By the 1930s, radicalism had been pushed into marginality and the state’s turn toward conservative unionism in the form of partnership with the AFL only compounded this fact. Class struggle continued of course, and so did violence against the working movement. The interwar period saw the proliferation of private agencies devoted to strikebreaking, while these same agencies took advantage of war surpluses by equipping themselves with huge arsenals of weapons, including millions of dollars worth of machine and handguns, sickening gas, tear gas, and chloropicrin (Weiss 1986, 97). The Depression also saw the return of social unrest, class discontent, and a renewed appeal for radical ideas. But the rules of the game by now had changed. The state was now well established as a legislator and disciplinary mechanism against unruly labor, while the union official was quickly emerging as a secondary source of control. There was no place for the fiery rhetoric of a Galleanisti in these times.
Anarchism would also adapt and change. Anarchists would come to widely criticize and condemn the methods of the Galleanisti (and other anarchists over this period). Terrorist and clandestine tactics would later become practiced by small Marxist-Leninist groups, but never again in the anarchist movement. Ultimately, the organizational strains of anarchism would win over and the Spanish revolution, in particular, would serve to legitimize this strategy to a global audience of militants. It was no longer assassins and dynamite, but the examples of organized, anarcho-syndicalist unions, which would inform the practice and provide lessons for a new generation of radicals.

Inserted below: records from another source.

PR #4117, opened 2024-09-13
Chore(optimizer): rename helper function in expand_using

georgesittas:
Followup for https://github.com/tobymao/sqlglot/pull/4115

### DIFF
--- a/sqlglot/optimizer/qualify_columns.py
+++ b/sqlglot/optimizer/qualify_columns.py
@@ -145,13 +145,6 @@ def _pop_table_column_aliases(derived_tables: t.List[exp.CTE | exp.Subquery]) ->
 
 
 def _expand_using(scope: Scope, resolver: Resolver) -> t.Dict[str, t.Any]:
-    columns = {}
-
-    def _gather_source_columns(source_name: str) -> None:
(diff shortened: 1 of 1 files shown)


tobymao (approved):

VaggelisD (approved):

georgesittas:
I decided to revert my original changes, because I'm not sure they were safe after all. Specifically, this [removal](https://github.com/tobymao/sqlglot/pull/4117/commits/56e94332320f65e385c0f8d0ce0da2b4d29e0a97#diff-0e38590a372f13227d4b642e7fbce41497be5d6b65ccc6a6f32e4848e006bd1eL162-L163) could result in us missing the columns of the `FROM` source, e.g. if there were laterals. The reason is that laterals would be picked up as selected sources and so [here](https://github.com/tobymao/sqlglot/pull/4117/commits/56e94332320f65e385c0f8d0ce0da2b4d29e0a97#diff-0e38590a372f13227d4b642e7fbce41497be5d6b65ccc6a6f32e4848e006bd1eL166-L168) we would only add the last lateral's resolved columns in the `column` mapping and leave the columns of its previous sources out. I didn't test this, just reverted based on hunch to avoid breaking stuff.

 It is to the credit of Avrich, who has done the movement a great service in his collection of these autobiographical accounts.
 For example, in the case of Italian anarchism, it was Russian immigrants who played a pivotal role in organizing early generations of activists. This international character was to remain consistent decades later with Malatesta’s involvement this time with Spanish intellectuals informing his adoption of a “without adjectives” strategy in Italy and the organization of workers into large syndicalist bodies.
 However, it should be noted that prior to Galleani’s deportation, despite engaging in polemics over political strategy and organization, Galleanisti demonstrated for Tresca during the Mesabi strike of 1916. Tresca served alongside antiorganizationalists on the Aberno-Cabona Defence Committee, expressed profound concern over Galleani’s arrest in 1917, and severely condemned his deportation in Il Martello.
 There is no conclusive evidence to link the Galleanisti with the Wall Street bombing and no perpetrator was found by the state authorities. Avirch, however, is convinced that it was the act of Mario Buda, a Galleanisti who had been involved in previous bomb plots and who was in the city that day (Avrich and Paul Avrich Collection 2005, 132–3).
 Although Freene does also suggest that the leadership may have been less in tune with rank-and-file delegates in its support for restrictions on immigration.